I strongly disagree with your reasoning, I believe you need rethink what you are saying.


> "the less time the bullet is in the air, the less impact the wind has on it's point of impact."


 This would be true but only if the bullets weighed the same and were the exact same shape. But 25-06 and 30-06 are very different, so I believe 30-06 would be affected less by wind than a 25-06.
Considering I am only 15 you may be right but my mind tells me differently.


----------



## MarineCorps (Dec 25, 2005)

Also why would most sniper rifles be chambered in .308 then?


----------



## Plainsman (Jul 30, 2003)

MarineCorps

Hawkeye is correct. If bullets of identical ballistic coefficients leave a barrel at different velocities the slower (in the air longer) will be deflected more by the wind. The 25-06 could have a slightly poorer ballistic coefficient and still be deflected less because of it's higher velocity. Velocity and ballistic coefficient both play a part in resisting wind deflection. With close velocities the higher ballistic coefficient deflects less, and higher velocities also deflect less. The best would be high velocity bullets with high ballistic coefficient.

To further muddy the water many people will tell you that heavy bullets resist wind drift better. That is incorrect, but a heavy for caliber bullet will usually have a higher ballistic coefficient, hence resist wind drift better. Actually weight has nothing to do with it. A heavy bullet has more area for the wind to work on. So the truth is the whole thing is in ballistic coefficient. It matters not if the bullet is a 243, 277, 308, or 375, if the ballistic coefficient and velocity are the same, the wind resistance is the same.


----------



## pennsyltucky (Oct 30, 2005)

MarineCorps said:


> Also why would most sniper rifles be chambered in .308 then?


cheap
probably was the best back in the day it was picked


----------



## Kiwi98j (Sep 6, 2005)

Because the .308 and .223 in their NATO designations were adopted by the US and NATO for their servie cartridges.

The reason it is cheap is that there is alot of surplus ammunition available.


----------



## MarineCorps (Dec 25, 2005)

Oh I see thankyou for clearing that up for me.


----------



## dlip (May 16, 2004)

You aren't supposed to tell a person they are wrong when they try to answer one of your questions.


----------



## MarineCorps (Dec 25, 2005)

Boy dlip you are just on me and off topic today aren't you?


----------



## dlip (May 16, 2004)

I don't mean for what I'm saying to be taken as aggression towards you.

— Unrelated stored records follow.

PR #417, opened 2019-09-09
UI/UX Improvements

mz8i:
A wide array of changes regarding UX/UI, mostly mobile but also general.
Depends on commits from https://github.com/tomalrussell/colouring-london/tree/feature/view_edit_refactor

UPDATE 2019/09/17:
Main changes included in this PR:
- refactor app routing, move out all map-related screens to their own `map-app.ts` component with nested routing regarding the sidebar/welcome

I'm known to be a sarcastic guy(and I ought to know by now that sarcasm is hard to read over the computer)


----------



## MarineCorps (Dec 25, 2005)

ok


----------



## Hawkseye (Nov 21, 2005)

It's ok, MarineCorps...I admire your spunk, but I have been reloading, chronographing, and developing rifle and pistol loads, and studying the effects of enertia. velocity, and mass for more than 3 times your entire life span, so I have learned a few things that might be worthwhile listening to...but keep up your pursuits. Remember, every shot is a lesson in physics. I have had days where I only shoot three times, and spend the next couple of days trying to figure out what happened, and how many different ways I could draw the same conclusions...

x=2.22(y/1000)^2 is a tiny slice of E=MC^2

x=energy in ft. lbs.
y=velocity in fps
2.22 and 1000 are relational constants of mass to velocity

The equasion represents a parabola that exponentally increases in energy as mass increases in velocity, which helps understand why ultra-high velocity bullets perform the way they do. But large heavy bullets are also extremely effective on big game because of:

E=(V*M/7000)*D
where
E=Enertia
V=Velocity
M=Mass
D=Diameter (of the projectile)

and you arrive at a whole different perspective of energy transfer.

Interesting stuff...

Once you have that figured out, you can understand a great deal about a lot of things in the universe.

________________________

Albert Einstein knew of God's presence from the evidence in the universe.


----------



## honkbuster3 (Jan 11, 2006)

The 308 is much more accurate at long ranges then the 300. But for hunting the 300 has more knock down power for game. I know a guy that shoots a customized 308 for his 1000 yrd sniper competitions. And he does well. GOOD LUCK :beer:


----------